» Entries taken from a collection:
>>
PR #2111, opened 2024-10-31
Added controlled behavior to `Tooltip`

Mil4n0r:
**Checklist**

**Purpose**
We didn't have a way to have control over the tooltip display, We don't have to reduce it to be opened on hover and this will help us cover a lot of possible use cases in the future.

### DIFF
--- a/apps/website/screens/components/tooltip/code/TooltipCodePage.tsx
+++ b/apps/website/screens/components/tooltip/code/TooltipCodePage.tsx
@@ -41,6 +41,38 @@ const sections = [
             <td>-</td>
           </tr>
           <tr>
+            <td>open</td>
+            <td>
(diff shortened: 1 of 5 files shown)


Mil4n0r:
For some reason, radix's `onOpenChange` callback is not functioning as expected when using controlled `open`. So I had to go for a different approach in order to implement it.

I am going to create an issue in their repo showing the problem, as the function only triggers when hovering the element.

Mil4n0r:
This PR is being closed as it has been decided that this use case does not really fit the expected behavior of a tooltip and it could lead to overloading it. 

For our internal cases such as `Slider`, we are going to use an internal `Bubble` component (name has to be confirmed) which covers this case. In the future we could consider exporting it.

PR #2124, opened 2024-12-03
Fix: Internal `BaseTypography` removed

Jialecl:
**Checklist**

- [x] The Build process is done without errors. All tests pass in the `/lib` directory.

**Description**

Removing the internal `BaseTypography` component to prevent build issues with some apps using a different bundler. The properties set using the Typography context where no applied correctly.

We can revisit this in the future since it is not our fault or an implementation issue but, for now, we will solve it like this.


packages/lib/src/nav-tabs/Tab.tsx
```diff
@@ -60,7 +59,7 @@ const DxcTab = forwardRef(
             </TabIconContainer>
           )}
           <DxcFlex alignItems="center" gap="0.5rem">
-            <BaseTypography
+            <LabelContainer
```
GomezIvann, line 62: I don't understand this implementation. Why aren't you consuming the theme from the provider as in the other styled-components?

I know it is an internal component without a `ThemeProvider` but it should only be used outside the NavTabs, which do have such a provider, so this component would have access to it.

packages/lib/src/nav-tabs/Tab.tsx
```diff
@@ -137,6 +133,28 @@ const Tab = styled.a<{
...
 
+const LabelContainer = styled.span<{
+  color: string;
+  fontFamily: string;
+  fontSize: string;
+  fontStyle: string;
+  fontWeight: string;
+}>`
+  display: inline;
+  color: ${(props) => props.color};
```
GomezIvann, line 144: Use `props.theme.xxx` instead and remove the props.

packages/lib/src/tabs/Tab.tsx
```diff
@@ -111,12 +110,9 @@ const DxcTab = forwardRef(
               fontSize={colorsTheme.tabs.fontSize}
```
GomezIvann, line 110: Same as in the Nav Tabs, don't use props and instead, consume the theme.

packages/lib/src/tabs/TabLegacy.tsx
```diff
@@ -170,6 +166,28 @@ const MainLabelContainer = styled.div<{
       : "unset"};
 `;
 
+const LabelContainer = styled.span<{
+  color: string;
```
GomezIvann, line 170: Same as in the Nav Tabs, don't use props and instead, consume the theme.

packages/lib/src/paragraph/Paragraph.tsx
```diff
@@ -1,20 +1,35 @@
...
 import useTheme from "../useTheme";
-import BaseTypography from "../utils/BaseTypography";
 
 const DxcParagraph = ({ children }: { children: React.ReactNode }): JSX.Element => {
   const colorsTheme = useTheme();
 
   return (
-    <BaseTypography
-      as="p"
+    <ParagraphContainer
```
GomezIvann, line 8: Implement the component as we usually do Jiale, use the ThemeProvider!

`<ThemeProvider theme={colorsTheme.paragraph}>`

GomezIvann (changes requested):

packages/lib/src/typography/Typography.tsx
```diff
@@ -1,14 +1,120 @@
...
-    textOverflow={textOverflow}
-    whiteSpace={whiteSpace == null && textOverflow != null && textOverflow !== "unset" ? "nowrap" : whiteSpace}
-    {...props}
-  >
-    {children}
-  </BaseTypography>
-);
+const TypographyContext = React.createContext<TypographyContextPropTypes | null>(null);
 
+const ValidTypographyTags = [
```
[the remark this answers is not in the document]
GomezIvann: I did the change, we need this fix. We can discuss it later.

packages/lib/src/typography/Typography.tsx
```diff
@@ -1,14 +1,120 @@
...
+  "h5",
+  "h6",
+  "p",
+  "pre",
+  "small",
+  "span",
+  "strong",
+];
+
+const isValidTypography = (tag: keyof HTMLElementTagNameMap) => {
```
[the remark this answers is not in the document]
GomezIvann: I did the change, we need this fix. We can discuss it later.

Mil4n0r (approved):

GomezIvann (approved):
<<
>>
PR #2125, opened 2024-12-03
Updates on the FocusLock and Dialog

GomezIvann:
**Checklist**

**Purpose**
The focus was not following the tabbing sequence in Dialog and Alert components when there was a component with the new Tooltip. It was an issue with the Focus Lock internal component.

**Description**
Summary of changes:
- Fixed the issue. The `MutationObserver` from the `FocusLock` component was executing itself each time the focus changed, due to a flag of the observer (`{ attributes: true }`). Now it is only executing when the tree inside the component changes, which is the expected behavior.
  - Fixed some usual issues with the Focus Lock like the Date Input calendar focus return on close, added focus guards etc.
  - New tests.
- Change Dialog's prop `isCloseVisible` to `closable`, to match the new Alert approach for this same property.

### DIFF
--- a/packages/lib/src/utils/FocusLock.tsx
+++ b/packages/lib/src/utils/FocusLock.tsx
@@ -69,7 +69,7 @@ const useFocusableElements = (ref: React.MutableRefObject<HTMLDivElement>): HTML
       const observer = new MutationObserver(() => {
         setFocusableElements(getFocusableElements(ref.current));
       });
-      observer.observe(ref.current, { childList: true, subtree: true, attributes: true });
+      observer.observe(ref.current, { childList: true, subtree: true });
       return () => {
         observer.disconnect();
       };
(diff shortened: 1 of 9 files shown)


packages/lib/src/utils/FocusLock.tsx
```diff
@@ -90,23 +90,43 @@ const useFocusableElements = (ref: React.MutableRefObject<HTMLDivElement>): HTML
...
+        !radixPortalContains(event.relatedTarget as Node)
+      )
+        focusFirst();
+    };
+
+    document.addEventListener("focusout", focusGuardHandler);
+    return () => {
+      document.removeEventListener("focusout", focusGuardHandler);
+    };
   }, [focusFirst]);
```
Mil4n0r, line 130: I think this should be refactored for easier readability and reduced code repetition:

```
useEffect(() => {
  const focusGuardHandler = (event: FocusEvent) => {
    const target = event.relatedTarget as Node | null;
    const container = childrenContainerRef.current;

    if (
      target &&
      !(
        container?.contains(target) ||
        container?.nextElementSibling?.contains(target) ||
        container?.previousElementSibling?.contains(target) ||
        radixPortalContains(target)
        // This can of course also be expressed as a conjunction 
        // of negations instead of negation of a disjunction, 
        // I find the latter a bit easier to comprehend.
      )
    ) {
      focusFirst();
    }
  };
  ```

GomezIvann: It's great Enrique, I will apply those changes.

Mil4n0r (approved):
<<
>>
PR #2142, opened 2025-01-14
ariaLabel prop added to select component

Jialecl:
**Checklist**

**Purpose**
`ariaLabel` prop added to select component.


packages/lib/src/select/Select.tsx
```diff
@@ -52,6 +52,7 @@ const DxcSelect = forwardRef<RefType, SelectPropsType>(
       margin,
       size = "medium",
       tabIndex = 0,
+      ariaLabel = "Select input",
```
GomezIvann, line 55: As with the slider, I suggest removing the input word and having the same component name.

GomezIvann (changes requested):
<<
» Your task: Show every line of the data that includes the string "tests".

» Completed task:
- [x] The Build process is done without errors. All tests pass in the `/lib` directory.
  - New tests.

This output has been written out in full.